** Opening RECORDS FOR THE EXERCISE block **

PR #8316, opened 2020-06-01
SPU LLVM: Use clamping helpers for FMA32x4 and FM

Whatcookie:
Uses clamping helpers for the FMA family and FM spu instructions, which appears to improve performance and fixes some issues.

fixes an issue in LBP2 where gas prevents you from progressing (the game is now probably playable)
fixes: https://github.com/RPCS3/rpcs3/issues/7958
fixes: https://github.com/RPCS3/rpcs3/issues/7704
fixes: https://github.com/RPCS3/rpcs3/issues/6333

maybe fixes or breaks some other stuff, try testing

PR #8338, opened 2020-06-04
 SPU LLVM: Partial revert for FM/FMA changes and other improvements

Whatcookie:
- Fix a theoretical issue with FCGT optimizations
There was a silly issue where FCGT could produce bad results if constant `0x7f7fffff` was used as an input, but it's unlikely that any game hit this case
- Partial revert for FM/FMA changes and other improvements
Partially reverts the changes made in https://github.com/RPCS3/rpcs3/pull/8316

Sadly RDR and some other games were effected negatively by the changes in that PR. This PR reverts enough to make both RDR and LBP2 happy, but maybe something else is still regressed.

also:
- Allow non accurate/approx FMA family instructions to use native FMA
- Minor optimization for FMA ops with a constant 0 multiply
- fixes an unreported regression with shadows in NCAA 14

edit:
- Added additional optimizations for FCGT
- Added an optimization for FM when `op.ra` == `op.rb`

### DIFF
--- a/rpcs3/Emu/Cell/SPURecompiler.cpp
+++ b/rpcs3/Emu/Cell/SPURecompiler.cpp
@@ -7478,6 +7478,13 @@ public:
 		{
 			const auto a = get_vr<f32[4]>(op.ra);
 			const auto b = get_vr<f32[4]>(op.rb);
+
+			if (op.ra == op.rb && !m_interp_magn)
+			{
+				set_vr(op.rt, a * b);
+				return;
+			}
+
 			const auto ma = eval(sext<s32[4]>(fcmp_uno(a != fsplat<f32[4]>(0.))));
 			const auto mb = eval(sext<s32[4]>(fcmp_uno(b != fsplat<f32[4]>(0.))));
 			const auto ca = eval(bitcast<f32[4]>(bitcast<s32[4]>(a) & mb));
--- a/rpcs3/Emu/Cell/SPURecompiler.cpp
+++ b/rpcs3/Emu/Cell/SPURecompiler.cpp
@@ -7355,7 +7355,7 @@ public:
 			{
 				const u32 exponent = data._u32[i] & 0x7f800000u;
 
-				if (data._u32[i] > 0x7f7fffffu || !exponent)
+				if (data._u32[i] >= 0x7f7fffffu || !exponent)
 				{
 					// Postive or negative zero, Denormal (treated as zero), Negative constant, or Normalized number with exponent +127
 		 			// Cannot used signed integer compare safely
@@ -7380,7 +7380,7 @@ public:
 			{
 				const u32 exponent = data._u32[i] & 0x7f800000u;
 
-				if (data._u32[i] > 0x7f7fffffu || !exponent)
+				if (data._u32[i] >= 0x7f7fffffu || !exponent)
 				{
 					// See above
 					safe_int_compare = false;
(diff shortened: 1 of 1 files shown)


rpcs3/Emu/Cell/SPURecompiler.cpp
```diff
@@ -7355,7 +7355,7 @@ class spu_llvm_recompiler : public spu_recompiler_base, public cpu_translator
 			{
 				const u32 exponent = data._u32[i] & 0x7f800000u;
 
-				if (data._u32[i] > 0x7f7fffffu || !exponent)
+				if (data._u32[i] >= 0x7f7fffffu || !exponent)
```
elad335, line 7358: Nothing was really wrong in this line, in fact it can be even written as `if (data._u32[i] > 0x7f800000u || !exponent)`.

Whatcookie: In theory there's nothing wrong with `if (data._s32[i] < 0 || !exponent)` but we produce "extended range" values differently than real hardware so it might not always be safe. If we had 100% accurate softfloat for all other instructions it'd be fine, but it's safer to match the output that the "non constant" path will produce I think.

Likewise, `>= 0x7f7fffff` vs `> 0x7f7fffff` is similar, and this one doesn't really matter, but for my piece of mind I'd rather match the "non constant" path behavior here too.

connorwalks:
Fixes exploding vertices introduced by #8316 in NCAA 14

xddxd:
GTA IV needs accurate FM again in order to not fall out of the world.

rpcs3/Emu/Cell/SPURecompiler.cpp
Whatcookie: Actually I just remembered, I originally wrote it in a similar way (Checked for any positive number that isn't 0), but there were issues in a lot of games. It's specifically because it was producing different results for values larger than `0x7f7fffff`, changing it to the current implementation fixed all of those issues.

Whatcookie:
Pushed some more optimizations

rpcs3/Emu/Cell/SPURecompiler.cpp
Whatcookie: Added a new comment so it doesn't get forgotten in the future.

AluminumHaste:
This PR causes regression in Ratchet and Clank Tools of Destruction, in which you cannot complete the Voron Asteroid Belt run.
The PR's before this work fine.

AluminumHaste:
There's another crash (also in a flying mission, related?) just before going into the asteroid, same spot every time.

[BCUS98127_SAVE_3.zip](https://github.com/RPCS3/rpcs3/files/4786913/BCUS98127_SAVE_3.zip)

elad335:
Retest regressions with #8454

AluminumHaste:
Okay I would like to but dumb question; how?
In SVN I can just checkout at build #, how do you do that with Tortoise Git? I did a repo browser, but I don't see #8454, I'm guessing it's because it hasn't been committed to Master yet?

illusion0001:
Download the azure artifacts...

AluminumHaste:
> 
> 
> Download the azure artifacts...

Yeah.....I found it.....god this stuff makes me feel so stupid.

AluminumHaste:
Seems to be working, got through the savegame without crashing twice.

CoolEmuGuy:
regression in Dynasty Warriors Gundam Reborn. Now the models are rotating endlessly with LLVM Recompiler checked without accurate xfloat.
86890168-1a754600-c127-11ea-8b29-65fb7ccd4415

CoolEmuGuy:
Is the regression issue being worked on?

** Closing RECORDS FOR THE EXERCISE block **

REQUIRED WORK:
Scan the data above for the word "really". Copy every line in which it is found.

REPLY:
elad335, line 7358: Nothing was really wrong in this line, in fact it can be even written as `if (data._u32[i] > 0x7f800000u || !exponent)`.
Likewise, `>= 0x7f7fffff` vs `> 0x7f7fffff` is similar, and this one doesn't really matter, but for my piece of mind I'd rather match the "non constant" path behavior here too.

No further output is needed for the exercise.